# Dog clipping help.......



## tallpines (Apr 9, 2003)

So, we bought an Oster A5 clipper plus an extra blade for a longer cut.

The target is our 175 pound St. Bernard who has an extremely thick tangled, dirty, never ending, mat of hair.

We can't get the clippers to work worth a darn.

It just doesn't penrtrate, or slide under that mat.

DH's barber suggested cleaning the new blades with gas to remove any protective film put in place for shipping.

We still can't make any head way.

I clip with a scissors when I can but at this rete it will take until the end of summer.
The poor dog is really suffering in all this heat.

Advice, please!


----------



## Willow101 (Feb 20, 2008)

What number are the blades that you have purchased? I am suspecting that you got a 10 blade with the clipper?

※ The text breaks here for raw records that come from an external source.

PR #3046, opened 2016-03-16
Update ar.js

turkialawlqy:


Oire:
@forabi, what do you think? And as I don't speak Arabic so far, what is the matter of the change itself?

mj1856:
Wrong files modified.  See contributing guide.  Thanks.

forabi:
@turkialawlqy Thanks! That's actually a better phrase, but as @mj1856 has mentioned, you need to modify the source files instead. You also need to remove the extra white spaces at lines 98 and 100.

forabi:
@Oire We don't usually use any preposition with hours in Arabic, so instead of "_at_ 12:00", we just say "12:00". @turkialawlqy wants to remove the preposition. The old translation was too literal. I'm not sure why I didn't remove it when I updated the plurals.

maggiepint:
Any progress on this?

maggiepint:
Closing, stale.

PR #3055, opened 2016-03-21
locales script

ichernev:
This is the initial version of a script that will help with summoning all locale authors when we need to :)

- [ ] 'check' authors that replied
- [ ] incorporate into building next release to update a team that can be referenced more easily


maggiepint:
I'll green light this. Just a utility, looks fine.

ichernev:
Merged in 54e154b

PR #3059, opened 2016-03-22
fix bug where diff returns -0 in month-related diffs

### LINKED ISSUE #2908: diff() returns -0 for the exact same 'start of' day
`-0` (negative zero) seems to be expected behavior in certain cases (see issues #2503 and #2590).  The recommendation is to use `startOf('day')` when comparing dates based on the discussion in these tickets.

But if you run the following comparison using the exact same timestamp:
```javascript
var moment = require('moment-timezone');

function isNegative(n) {
  return (1 / n) < 0;
}

var ts = '1977-05-12 00:00:00.000';
var format = 'YYYY-MM-DD hh:mm:ss.SSS';
var timezone = 'America/Los_Angeles';

var d1 = moment(ts, format).tz(timezone).startOf('day');
var d2 = moment(ts, format).tz(timezone).startOf('day');

console.log('Diff on years is negative zero?: ' + isNegative(d2.diff(d1, 'years')));
console.log('Diff on months is negative zero?: ' + isNegative(d2.diff(d1, 'months')));
console.log('Diff on days is negative zero?: ' + isNegative(d2.diff(d1, 'days')));
```

The resulting output will be:
```
Diff on years is negative zero?: true
Diff on months is negative zero?: true
Diff on days is negative zero?: false
```

You can verify this using [this jsfiddle link](http://jsfiddle.net/1410pbev/).

It seems inconsistent that `years` and `months` are `-0` but `days` is regular `+0` for what should be the exact same point in time.

A few other things to note:
- I get the same result even if I don't use `moment-timezone`
- This does not occur for versions prior to `2.9.0` (e.g. version `2.8.4` does not have this issue)

I'm currently employing a workaround of explicitly adding `+0` to ensure I don't encounter `-0` as follows:
```javascript
console.log('Diff on years is negative zero?: ' + isNegative(d2.diff(d1, 'years') + 0));
```

If behavior is not a bug, would it be possible to update the `moment.js` documentation to provide an explanation and suggested workaround.

(P.S. Thanks for a great library!!)

maggiepint:
Fixes #2908.

I wish there were simpler code for this, but as far as I am aware the only way to get rid of the negative zero is to explicitly check for it and replace it with zero.

Fun fact - this bug created a stack overflow question with a ton of upvotes: http://stackoverflow.com/questions/31599665/javascript-detecting-the-difference-between-positive-zero-and-negative-zero

Edit: Tim made my code good. Lesson learned.

### DIFF
--- a/src/lib/moment/diff.js
+++ b/src/lib/moment/diff.js
@@ -57,5 +57,6 @@ function monthDiff (a, b) {
         adjust = (b - anchor) / (anchor2 - anchor);
     }
 
-    return -(wholeMonthDiff + adjust);
+    //check for negative zero, return zero if negative zero
+    return -(wholeMonthDiff + adjust) || 0;
 }
--- a/src/test/moment/diff.js
+++ b/src/test/moment/diff.js
@@ -232,3 +232,12 @@ test('year diffs', function (assert) {
     equal(assert, moment([2012, 0, 1]).diff([2013, 6, 1, 12], 'years', true), -1.5 - (0.5 / 31) / 12, 'Jan 1 2012 to Jul 1 2013 noon should be 1.5+(0.5 / 31) / 12 years');
     equal(assert, moment([2012, 1, 29]).diff([2013, 1, 28], 'years', true), -1, 'Feb 29 2012 to Feb 28 2013 should be 1-(1 / 28.5) / 12 years');
 });
+
+test('negative zero', function (assert) {
+    function isNegative (n) {
+            return (1 / n) < 0;
+        }
+    assert.ok(!isNegative(moment([2012, 0, 1]).diff(moment([2012, 0, 1]), 'months')), 'month diff on same date is zero, not -0');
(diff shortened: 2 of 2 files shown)


src/lib/moment/diff.js
```diff
@@ -57,5 +57,7 @@ function monthDiff (a, b) {
         adjust = (b - anchor) / (anchor2 - anchor);
     }
 
-    return -(wholeMonthDiff + adjust);
```
timrwood: What about `return -(wholeMonthDiff + adjust) || 0;`?

maggiepint: YES! I knew that could be made shorter. Thanks @timrwood

ichernev:
Thanks @maggiepint. At least we taught a floating point lesson to the js community :)

ichernev:
Merged in 18d65b9a96240df3db678156b36252c67807a9be

PR #3060, opened 2016-03-22
Add pseudo locale (x-pseudo)

andrewhood125:
@mik01aj @Oire @ichernev 

#### Proposed adding a pseudo locale. 

If this is something you would incorporate I'll go ahead and add unit tests. 

cc @paulpdaniels @anottestad @scottrice10 @kirkhoff

### DIFF
--- a/src/locale/x-pseudo.js
+++ b/src/locale/x-pseudo.js
@@ -1,0 +1,55 @@
+//! moment.js locale configuration
+//! locale : pseudo (x-pseudo)
+//! author : Andrew Hood : https://github.com/andrewhood125
+
+import moment from '../moment';
+
+export default moment.defineLocale('x-pseudo', {
+    months : 'J~áñúá~rý_F~ébrú~árý_~Márc~h_Áp~ríl_~Máý_~Júñé~_Júl~ý_Áú~gúst~_Sép~témb~ér_Ó~ctób~ér_Ñ~óvém~bér_~Décé~mbér'.split('_'),
+    monthsShort : 'J~áñ_~Féb_~Már_~Ápr_~Máý_~Júñ_~Júl_~Áúg_~Sép_~Óct_~Ñóv_~Déc'.split('_'),
+    weekdays : 'S~úñdá~ý_Mó~ñdáý~_Túé~sdáý~_Wéd~ñésd~áý_T~húrs~dáý_~Fríd~áý_S~átúr~dáý'.split('_'),
+    weekdaysShort : 'S~úñ_~Móñ_~Túé_~Wéd_~Thú_~Frí_~Sát'.split('_'),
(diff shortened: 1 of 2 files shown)


scottrice10:
:+1:

mj1856:
What's the use case?

Also, we must conform to [BCP47](https://en.wikipedia.org/wiki/IETF_language_tag), which uses [ISO 639-1 language codes](https://en.wikipedia.org/wiki/List_of_ISO_639-1_codes).  `ps` is already taken by the [Pashto](https://en.wikipedia.org/wiki/Pashto) language.

mj1856:
If we were to add this, it should use a language tag prefixed with `x-`, as that is recognized in the spec.  For example, `x-pseudo`.  But I'd still like to know more about the intended use case.

andrewhood125:
Hey @mj1856 our use case is, we are internationalizing our app and we're using a pseudo language to make sure that everything is extracted. Along with that it helps to identify problem ui points if another language is longer or for special chars. I'll update to `x-psuedo`.

maggiepint:
I would use it if it were available. There's a similar tool for .resx files in .NET - can't remember the name of it but it comes in handy.

andrewhood125:
Updated to x-pseudo why is that so hard to spell.. eu ue.

mj1856:
Sounds reasonable.  Please include a unit test.  Thanks!

andrewhood125:
`npm install` failing?

maggiepint:
Transient issue with npm that should be fixed. Looks like someone unpublished a package that is used all over the place. If you search twitter for npm right now there are a million tweets on it. Package was re-published with a different author.

npm ERR! version not found: left-pad@0.0.3
npm ERR! 
npm ERR! If you need help, you may report this error at:
npm ERR!     <https://github.com/npm/npm/issues>
npm ERR! Please include the following file with any support request:
npm ERR!     /home/travis/build/moment/moment/npm-debug.log

mj1856:
So, the npm issue was resolved, but these tests are still failing.

Trying a few things on my own:

```javascript
moment().format("D MMMM YYYY")  // "23 ~Márc~h 2016"
moment("23 ~Márc~h 2016", "D MMMM YYYY").isValid()  // false
```

So apparently, our parser is not allowing the `~` character.  I think this is similar to the `.` character issues in #2782.

andrewhood125:
@mj1856 thanks for chiming in, I was trying to figure out why I was failing tests in `common-locales.js`. Well I'll stay tuned to #2782. Thanks.

ichernev:
For #3078 you have to add `weekdaysParseExact : true` to the locale. I'll merge and test after I merge in #3078.

ichernev:
Merged in b2cf25d983ae1607fc76999ada1fe0b973341cbc

ichernev:
Added some fixes in 74d9a1f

If the dog is matted to the skin I highly recommend sending the dog to a professional groomer just to get the dog started. Once the dog is clipped the first time then you can continue. Clipping a dog that is matted to the skin can cause a lot of damage and pain to the dog if you do it incorrectly.

No blade is designed to go 'thru' a mat. All must go under the mats if done correctly. Yes, you can muscle your way through a matted coat but that is risking inury to the dog and damaging the blades and you still end up with mats...depending on how deep you went with the blade.

Its really impossible to determine whether the dog's coat is matted to the skin or whether technique is incorrect. I taught grooming for 30 years and so often students would say the blades wouldn't clip and all that was required was a minor adjustment in technique.

Willow101


----------



## deetu (Dec 19, 2004)

Yes, I was going to say to start at a place that is clear to cut under the matts. Like the belly out. You can't cut through the matt. Also, if you cut an area with the scissors to start. 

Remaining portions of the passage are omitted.